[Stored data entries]
==*==
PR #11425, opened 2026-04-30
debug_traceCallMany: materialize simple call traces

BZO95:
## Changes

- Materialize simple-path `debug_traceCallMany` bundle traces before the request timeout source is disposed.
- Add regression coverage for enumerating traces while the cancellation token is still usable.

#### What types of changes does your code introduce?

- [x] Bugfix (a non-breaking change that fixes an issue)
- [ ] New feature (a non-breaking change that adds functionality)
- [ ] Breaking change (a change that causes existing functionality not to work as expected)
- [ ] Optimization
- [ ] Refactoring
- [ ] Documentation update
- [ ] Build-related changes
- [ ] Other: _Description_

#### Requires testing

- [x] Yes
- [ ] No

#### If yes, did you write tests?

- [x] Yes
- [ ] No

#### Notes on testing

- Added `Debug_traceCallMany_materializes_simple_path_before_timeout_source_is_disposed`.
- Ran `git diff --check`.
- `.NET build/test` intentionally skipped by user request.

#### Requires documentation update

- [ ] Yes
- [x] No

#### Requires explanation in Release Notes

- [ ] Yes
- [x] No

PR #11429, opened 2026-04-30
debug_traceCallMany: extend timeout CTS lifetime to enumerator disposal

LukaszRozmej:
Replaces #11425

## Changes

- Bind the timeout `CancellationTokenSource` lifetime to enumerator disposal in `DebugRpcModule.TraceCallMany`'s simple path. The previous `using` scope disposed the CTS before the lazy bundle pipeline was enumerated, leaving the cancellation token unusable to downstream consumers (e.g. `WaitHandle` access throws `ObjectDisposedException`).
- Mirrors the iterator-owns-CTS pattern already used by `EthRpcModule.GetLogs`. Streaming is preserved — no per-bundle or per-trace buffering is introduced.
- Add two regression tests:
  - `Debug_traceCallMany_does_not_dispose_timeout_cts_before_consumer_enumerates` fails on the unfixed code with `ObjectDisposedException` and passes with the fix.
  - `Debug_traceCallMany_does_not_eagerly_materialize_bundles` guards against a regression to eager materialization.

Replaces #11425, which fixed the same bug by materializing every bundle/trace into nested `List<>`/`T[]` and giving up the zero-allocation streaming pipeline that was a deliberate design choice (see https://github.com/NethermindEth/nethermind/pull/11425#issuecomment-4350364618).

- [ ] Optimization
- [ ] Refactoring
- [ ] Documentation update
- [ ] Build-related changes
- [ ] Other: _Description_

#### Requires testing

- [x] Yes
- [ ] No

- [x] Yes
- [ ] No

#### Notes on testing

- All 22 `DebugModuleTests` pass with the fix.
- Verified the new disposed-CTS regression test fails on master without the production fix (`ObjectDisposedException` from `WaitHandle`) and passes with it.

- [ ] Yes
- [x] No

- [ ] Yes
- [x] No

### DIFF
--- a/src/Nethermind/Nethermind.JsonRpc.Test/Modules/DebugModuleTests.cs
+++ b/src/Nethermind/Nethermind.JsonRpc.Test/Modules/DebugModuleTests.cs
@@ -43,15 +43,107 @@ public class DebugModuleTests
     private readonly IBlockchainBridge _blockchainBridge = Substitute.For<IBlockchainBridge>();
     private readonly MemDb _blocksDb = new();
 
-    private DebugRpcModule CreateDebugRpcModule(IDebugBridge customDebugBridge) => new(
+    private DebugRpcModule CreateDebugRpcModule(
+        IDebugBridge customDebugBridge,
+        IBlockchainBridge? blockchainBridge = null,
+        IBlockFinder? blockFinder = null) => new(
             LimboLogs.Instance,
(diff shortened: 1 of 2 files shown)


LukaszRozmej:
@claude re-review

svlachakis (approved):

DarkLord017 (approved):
==*==
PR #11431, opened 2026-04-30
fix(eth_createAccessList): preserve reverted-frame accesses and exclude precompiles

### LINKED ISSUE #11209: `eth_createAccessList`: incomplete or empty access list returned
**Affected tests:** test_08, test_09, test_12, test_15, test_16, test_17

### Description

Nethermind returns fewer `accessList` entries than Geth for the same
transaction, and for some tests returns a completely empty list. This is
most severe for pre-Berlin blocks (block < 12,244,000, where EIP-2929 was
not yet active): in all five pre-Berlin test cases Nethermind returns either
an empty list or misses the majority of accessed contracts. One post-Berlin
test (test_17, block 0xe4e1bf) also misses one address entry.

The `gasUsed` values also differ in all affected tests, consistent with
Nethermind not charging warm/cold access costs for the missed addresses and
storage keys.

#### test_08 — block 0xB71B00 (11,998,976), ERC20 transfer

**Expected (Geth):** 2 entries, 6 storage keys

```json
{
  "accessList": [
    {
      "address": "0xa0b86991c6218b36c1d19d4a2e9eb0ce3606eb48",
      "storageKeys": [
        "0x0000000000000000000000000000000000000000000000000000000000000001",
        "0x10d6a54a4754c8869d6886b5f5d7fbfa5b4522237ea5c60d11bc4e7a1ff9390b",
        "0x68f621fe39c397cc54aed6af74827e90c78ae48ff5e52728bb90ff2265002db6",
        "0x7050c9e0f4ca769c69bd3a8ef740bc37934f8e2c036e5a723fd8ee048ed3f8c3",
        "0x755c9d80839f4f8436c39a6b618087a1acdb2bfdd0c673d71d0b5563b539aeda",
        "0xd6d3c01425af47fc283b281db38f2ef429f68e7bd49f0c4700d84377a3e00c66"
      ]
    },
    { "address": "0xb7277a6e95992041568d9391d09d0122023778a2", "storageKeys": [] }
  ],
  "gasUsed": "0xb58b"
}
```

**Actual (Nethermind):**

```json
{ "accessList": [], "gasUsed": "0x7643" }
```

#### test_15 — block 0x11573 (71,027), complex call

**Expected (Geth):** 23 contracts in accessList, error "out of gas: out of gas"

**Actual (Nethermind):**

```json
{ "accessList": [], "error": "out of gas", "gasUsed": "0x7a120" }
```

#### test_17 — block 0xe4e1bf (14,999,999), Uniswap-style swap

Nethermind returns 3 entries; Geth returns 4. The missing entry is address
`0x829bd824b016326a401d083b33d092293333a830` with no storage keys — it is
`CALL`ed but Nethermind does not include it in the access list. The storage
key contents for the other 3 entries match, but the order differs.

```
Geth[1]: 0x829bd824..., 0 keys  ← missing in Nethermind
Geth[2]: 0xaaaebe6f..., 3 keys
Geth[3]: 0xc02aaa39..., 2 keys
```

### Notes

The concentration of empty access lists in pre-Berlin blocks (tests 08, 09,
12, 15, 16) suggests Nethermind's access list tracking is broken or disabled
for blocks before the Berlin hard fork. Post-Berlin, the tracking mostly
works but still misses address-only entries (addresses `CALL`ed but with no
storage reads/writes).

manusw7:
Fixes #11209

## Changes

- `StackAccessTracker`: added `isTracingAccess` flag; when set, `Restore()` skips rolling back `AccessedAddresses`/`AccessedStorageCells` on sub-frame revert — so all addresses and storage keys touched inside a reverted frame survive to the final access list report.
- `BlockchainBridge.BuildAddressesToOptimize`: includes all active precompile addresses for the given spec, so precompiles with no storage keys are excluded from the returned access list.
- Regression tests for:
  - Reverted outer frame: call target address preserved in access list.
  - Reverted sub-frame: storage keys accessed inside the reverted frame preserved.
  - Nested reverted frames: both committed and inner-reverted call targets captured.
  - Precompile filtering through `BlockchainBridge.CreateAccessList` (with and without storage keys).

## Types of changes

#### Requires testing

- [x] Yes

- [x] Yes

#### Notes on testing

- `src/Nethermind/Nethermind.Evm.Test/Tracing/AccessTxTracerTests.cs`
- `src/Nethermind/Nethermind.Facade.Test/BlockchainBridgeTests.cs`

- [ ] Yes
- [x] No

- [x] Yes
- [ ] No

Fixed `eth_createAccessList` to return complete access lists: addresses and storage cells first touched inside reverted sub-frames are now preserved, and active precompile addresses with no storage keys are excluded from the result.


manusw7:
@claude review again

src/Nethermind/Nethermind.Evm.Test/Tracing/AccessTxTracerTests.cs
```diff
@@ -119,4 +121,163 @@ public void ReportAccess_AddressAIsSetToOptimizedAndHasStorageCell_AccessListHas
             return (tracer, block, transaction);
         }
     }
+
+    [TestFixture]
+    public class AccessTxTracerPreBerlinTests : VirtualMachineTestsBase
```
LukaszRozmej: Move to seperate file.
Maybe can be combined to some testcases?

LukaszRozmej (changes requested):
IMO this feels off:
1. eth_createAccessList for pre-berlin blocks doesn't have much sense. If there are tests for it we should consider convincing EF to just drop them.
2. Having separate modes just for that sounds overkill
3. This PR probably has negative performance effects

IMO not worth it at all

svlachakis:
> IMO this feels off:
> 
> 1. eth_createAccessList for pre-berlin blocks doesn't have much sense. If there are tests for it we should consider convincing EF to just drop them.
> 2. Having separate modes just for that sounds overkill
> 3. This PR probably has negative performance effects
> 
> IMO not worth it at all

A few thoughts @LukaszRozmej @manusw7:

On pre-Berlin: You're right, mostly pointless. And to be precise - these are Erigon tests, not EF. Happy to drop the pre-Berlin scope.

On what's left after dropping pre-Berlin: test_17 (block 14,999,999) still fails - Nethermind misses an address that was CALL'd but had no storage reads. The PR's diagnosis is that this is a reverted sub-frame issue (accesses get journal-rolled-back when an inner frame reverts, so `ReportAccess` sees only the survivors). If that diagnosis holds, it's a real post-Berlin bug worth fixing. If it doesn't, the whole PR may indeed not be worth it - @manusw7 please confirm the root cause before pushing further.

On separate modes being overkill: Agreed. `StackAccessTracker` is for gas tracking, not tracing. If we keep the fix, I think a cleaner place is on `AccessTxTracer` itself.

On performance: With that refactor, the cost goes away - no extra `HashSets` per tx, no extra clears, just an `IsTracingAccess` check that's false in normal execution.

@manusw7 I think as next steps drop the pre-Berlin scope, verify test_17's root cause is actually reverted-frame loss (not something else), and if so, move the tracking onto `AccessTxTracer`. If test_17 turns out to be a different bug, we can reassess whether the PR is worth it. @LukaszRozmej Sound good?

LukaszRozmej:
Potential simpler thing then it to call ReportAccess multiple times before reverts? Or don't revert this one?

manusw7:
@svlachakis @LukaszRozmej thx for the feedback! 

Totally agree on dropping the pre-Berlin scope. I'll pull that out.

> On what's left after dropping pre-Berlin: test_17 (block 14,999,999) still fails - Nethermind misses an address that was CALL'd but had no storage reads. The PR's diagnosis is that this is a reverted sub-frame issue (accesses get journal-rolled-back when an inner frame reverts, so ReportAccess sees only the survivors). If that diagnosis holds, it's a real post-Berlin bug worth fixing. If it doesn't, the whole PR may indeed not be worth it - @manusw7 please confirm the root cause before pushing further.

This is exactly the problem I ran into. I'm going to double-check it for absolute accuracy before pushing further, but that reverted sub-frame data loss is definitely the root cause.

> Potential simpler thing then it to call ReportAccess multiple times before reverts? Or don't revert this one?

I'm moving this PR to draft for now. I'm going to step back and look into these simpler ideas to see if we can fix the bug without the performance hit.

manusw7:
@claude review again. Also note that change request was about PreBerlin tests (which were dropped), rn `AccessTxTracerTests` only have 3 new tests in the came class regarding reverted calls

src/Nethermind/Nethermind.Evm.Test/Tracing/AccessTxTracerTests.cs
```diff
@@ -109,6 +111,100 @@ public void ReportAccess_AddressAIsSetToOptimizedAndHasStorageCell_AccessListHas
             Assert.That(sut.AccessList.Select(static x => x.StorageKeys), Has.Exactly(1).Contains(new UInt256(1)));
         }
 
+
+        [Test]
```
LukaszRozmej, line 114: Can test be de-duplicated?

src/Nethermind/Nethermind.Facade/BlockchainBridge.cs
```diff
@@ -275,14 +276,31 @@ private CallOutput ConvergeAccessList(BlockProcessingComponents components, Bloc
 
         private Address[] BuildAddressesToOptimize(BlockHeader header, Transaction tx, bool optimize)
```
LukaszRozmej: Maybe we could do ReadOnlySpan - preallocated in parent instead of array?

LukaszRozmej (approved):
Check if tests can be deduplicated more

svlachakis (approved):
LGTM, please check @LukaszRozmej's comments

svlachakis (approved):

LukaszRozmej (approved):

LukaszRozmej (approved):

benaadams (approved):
==*==
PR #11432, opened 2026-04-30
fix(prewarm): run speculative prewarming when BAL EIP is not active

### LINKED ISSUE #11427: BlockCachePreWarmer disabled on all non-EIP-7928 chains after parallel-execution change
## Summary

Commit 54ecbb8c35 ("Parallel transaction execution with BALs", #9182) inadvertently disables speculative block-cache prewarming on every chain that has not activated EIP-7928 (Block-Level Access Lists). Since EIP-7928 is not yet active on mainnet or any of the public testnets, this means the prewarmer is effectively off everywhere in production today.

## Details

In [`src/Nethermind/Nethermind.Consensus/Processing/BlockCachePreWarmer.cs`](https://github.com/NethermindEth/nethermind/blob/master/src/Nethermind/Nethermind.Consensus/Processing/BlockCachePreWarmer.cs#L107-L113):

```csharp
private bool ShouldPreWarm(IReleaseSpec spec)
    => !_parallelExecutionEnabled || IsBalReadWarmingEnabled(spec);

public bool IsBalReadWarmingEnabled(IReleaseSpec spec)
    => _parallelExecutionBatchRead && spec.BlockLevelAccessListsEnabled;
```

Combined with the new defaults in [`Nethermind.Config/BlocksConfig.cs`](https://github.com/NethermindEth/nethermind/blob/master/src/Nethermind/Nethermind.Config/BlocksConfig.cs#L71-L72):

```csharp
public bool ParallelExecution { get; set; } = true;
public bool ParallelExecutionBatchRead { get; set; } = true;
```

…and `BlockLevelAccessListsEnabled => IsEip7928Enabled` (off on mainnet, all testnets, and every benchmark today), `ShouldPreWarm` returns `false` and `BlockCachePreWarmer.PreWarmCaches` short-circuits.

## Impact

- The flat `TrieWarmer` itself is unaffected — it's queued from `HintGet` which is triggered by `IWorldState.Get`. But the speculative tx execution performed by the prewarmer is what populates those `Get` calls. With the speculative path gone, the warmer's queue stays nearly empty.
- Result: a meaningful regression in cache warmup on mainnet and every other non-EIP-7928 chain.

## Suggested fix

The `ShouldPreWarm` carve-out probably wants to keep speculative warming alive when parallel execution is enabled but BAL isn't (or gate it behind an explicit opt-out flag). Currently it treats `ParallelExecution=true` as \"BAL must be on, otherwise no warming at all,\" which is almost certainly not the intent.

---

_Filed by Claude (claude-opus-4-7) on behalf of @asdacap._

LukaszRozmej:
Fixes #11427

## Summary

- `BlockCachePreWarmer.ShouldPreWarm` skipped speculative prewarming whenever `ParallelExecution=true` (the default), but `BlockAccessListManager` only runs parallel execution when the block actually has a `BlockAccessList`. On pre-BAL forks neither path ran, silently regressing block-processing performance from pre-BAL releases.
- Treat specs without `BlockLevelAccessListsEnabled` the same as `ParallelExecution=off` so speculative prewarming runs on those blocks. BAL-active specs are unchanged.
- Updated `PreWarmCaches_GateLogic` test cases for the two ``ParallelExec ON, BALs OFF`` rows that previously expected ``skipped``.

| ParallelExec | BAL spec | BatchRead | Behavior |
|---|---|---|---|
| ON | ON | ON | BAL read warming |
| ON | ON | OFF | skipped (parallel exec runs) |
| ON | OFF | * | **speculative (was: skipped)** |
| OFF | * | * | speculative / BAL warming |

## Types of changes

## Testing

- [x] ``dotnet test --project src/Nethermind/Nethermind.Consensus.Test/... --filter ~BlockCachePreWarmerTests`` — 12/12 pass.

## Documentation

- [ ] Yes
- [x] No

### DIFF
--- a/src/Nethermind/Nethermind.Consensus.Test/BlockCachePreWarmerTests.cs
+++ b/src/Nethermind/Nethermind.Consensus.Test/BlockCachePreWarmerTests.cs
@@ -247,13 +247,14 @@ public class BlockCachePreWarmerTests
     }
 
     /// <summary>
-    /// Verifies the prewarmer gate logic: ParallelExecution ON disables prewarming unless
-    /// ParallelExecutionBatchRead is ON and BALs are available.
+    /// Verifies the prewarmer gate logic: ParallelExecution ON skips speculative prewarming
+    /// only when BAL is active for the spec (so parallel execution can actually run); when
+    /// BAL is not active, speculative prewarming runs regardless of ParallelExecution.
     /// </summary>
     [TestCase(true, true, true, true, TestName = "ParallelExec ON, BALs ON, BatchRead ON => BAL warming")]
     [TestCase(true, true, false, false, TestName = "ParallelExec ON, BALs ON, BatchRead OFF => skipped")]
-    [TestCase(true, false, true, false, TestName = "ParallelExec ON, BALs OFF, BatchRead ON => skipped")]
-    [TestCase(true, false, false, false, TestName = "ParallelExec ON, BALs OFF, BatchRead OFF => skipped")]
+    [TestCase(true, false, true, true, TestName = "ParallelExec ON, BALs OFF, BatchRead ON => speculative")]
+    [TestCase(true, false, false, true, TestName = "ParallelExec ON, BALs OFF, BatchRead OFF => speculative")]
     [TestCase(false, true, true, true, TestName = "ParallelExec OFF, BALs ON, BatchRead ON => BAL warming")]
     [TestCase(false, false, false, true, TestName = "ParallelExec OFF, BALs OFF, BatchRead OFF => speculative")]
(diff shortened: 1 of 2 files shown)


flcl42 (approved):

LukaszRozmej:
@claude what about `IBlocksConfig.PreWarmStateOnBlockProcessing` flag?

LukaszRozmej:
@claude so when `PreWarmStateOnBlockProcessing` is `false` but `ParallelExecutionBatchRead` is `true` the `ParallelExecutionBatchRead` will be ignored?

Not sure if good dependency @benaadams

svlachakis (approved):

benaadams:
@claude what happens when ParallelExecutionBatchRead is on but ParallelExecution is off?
==*==
WORK REQUEST: Reproduce, exactly as they stand in the data above, the lines from the one that holds "PR #11425, opened 2026-04-30" to the one that holds "to eager materialization.", inclusive.

ANSWER:
PR #11425, opened 2026-04-30
debug_traceCallMany: materialize simple call traces

BZO95:
## Changes

- Materialize simple-path `debug_traceCallMany` bundle traces before the request timeout source is disposed.
- Add regression coverage for enumerating traces while the cancellation token is still usable.

#### What types of changes does your code introduce?

- [x] Bugfix (a non-breaking change that fixes an issue)
- [ ] New feature (a non-breaking change that adds functionality)
- [ ] Breaking change (a change that causes existing functionality not to work as expected)
- [ ] Optimization
- [ ] Refactoring
- [ ] Documentation update
- [ ] Build-related changes
- [ ] Other: _Description_

#### Requires testing

- [x] Yes
- [ ] No

#### If yes, did you write tests?

- [x] Yes
- [ ] No

#### Notes on testing

- Added `Debug_traceCallMany_materializes_simple_path_before_timeout_source_is_disposed`.
- Ran `git diff --check`.
- `.NET build/test` intentionally skipped by user request.

#### Requires documentation update

- [ ] Yes
- [x] No

#### Requires explanation in Release Notes

- [ ] Yes
- [x] No

PR #11429, opened 2026-04-30
debug_traceCallMany: extend timeout CTS lifetime to enumerator disposal

LukaszRozmej:
Replaces #11425

## Changes

- Bind the timeout `CancellationTokenSource` lifetime to enumerator disposal in `DebugRpcModule.TraceCallMany`'s simple path. The previous `using` scope disposed the CTS before the lazy bundle pipeline was enumerated, leaving the cancellation token unusable to downstream consumers (e.g. `WaitHandle` access throws `ObjectDisposedException`).
- Mirrors the iterator-owns-CTS pattern already used by `EthRpcModule.GetLogs`. Streaming is preserved — no per-bundle or per-trace buffering is introduced.
- Add two regression tests:
  - `Debug_traceCallMany_does_not_dispose_timeout_cts_before_consumer_enumerates` fails on the unfixed code with `ObjectDisposedException` and passes with the fix.
  - `Debug_traceCallMany_does_not_eagerly_materialize_bundles` guards against a regression to eager materialization.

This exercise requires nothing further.